Task inputs Block Start

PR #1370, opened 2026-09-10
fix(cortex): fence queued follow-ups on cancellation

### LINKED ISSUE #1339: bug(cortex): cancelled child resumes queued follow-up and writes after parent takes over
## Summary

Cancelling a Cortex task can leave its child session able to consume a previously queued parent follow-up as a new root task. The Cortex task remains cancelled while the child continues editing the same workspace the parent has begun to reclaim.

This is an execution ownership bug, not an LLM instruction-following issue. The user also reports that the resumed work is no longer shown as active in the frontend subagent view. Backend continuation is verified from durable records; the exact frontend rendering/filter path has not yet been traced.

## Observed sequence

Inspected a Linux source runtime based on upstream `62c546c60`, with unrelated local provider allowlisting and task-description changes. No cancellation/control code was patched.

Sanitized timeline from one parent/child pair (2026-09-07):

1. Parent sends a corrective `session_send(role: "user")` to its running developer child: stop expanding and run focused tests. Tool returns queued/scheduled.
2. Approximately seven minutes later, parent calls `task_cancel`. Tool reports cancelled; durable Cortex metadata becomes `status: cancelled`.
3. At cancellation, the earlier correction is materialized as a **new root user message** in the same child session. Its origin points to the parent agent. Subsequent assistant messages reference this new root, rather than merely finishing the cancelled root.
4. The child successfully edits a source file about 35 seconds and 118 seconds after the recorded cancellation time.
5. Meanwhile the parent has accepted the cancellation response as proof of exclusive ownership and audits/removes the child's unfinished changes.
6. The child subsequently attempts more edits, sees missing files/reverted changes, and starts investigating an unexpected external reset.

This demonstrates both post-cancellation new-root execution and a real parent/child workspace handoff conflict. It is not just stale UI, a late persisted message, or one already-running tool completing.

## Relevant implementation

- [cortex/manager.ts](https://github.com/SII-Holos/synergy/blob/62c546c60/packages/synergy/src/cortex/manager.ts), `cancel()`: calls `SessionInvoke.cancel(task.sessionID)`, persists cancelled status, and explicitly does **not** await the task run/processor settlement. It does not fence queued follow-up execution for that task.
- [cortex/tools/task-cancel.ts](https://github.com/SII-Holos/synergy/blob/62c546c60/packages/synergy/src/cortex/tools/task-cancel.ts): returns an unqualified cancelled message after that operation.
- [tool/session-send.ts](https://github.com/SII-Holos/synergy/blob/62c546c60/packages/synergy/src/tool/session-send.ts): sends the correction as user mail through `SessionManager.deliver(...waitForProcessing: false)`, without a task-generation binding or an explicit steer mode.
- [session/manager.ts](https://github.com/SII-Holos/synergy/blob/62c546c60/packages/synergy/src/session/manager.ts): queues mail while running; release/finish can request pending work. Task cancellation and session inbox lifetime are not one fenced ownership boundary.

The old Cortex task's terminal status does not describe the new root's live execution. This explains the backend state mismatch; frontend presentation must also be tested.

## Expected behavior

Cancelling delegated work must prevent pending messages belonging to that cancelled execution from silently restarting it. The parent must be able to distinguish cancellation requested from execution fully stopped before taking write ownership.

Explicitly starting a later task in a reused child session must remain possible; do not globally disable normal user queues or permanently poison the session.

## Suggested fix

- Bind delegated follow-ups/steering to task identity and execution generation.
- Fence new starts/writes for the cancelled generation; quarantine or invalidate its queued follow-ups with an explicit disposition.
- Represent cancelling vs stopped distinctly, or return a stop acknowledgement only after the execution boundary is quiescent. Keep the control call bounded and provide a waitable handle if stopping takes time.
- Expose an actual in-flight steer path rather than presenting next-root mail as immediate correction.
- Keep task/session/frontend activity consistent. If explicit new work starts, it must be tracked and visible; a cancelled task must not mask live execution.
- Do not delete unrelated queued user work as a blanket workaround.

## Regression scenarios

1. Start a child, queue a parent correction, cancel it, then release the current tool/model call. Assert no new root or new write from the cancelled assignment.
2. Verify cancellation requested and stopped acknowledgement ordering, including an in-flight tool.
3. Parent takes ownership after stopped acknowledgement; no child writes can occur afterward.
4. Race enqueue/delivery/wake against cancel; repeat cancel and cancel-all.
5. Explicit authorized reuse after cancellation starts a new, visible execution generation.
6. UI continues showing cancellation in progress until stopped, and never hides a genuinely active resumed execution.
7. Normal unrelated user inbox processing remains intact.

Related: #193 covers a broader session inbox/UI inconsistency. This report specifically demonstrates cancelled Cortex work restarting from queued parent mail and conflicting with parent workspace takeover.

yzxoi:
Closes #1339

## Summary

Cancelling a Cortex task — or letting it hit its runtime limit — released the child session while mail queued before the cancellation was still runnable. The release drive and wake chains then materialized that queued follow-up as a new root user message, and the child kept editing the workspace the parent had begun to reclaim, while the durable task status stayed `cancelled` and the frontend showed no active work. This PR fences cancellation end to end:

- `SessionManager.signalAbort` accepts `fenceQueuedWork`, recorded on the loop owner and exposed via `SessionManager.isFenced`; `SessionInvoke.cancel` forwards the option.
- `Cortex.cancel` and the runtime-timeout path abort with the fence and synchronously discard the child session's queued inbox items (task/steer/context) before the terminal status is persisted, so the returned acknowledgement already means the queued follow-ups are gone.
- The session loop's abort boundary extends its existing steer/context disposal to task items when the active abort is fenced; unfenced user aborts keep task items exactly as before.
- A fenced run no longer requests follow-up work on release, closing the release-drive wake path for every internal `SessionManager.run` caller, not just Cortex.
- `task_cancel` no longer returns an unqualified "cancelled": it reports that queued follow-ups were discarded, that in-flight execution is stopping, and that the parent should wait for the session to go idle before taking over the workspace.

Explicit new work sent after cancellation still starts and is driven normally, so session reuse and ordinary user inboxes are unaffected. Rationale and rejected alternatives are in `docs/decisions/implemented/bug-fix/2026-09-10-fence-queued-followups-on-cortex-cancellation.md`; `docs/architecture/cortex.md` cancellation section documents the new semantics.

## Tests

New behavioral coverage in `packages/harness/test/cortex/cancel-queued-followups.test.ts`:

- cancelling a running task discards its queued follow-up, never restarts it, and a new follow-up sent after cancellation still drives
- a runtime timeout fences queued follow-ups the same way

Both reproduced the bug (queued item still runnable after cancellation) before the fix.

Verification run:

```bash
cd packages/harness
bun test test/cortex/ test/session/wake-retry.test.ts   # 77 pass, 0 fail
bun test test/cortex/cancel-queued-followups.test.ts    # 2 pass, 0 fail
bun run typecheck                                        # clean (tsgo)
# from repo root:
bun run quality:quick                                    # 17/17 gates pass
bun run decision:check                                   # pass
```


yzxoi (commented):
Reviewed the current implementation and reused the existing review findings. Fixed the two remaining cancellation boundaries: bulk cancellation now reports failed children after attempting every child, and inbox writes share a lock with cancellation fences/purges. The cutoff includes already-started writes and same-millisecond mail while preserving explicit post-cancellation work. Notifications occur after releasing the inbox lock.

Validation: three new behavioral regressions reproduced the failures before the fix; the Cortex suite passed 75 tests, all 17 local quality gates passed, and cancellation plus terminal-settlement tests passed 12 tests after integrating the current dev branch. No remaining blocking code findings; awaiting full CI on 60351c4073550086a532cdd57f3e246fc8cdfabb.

Task inputs Block End

* _About this exercise_: With no other words, state how many lines above hold the word "harness".

* _Result of this task_: 2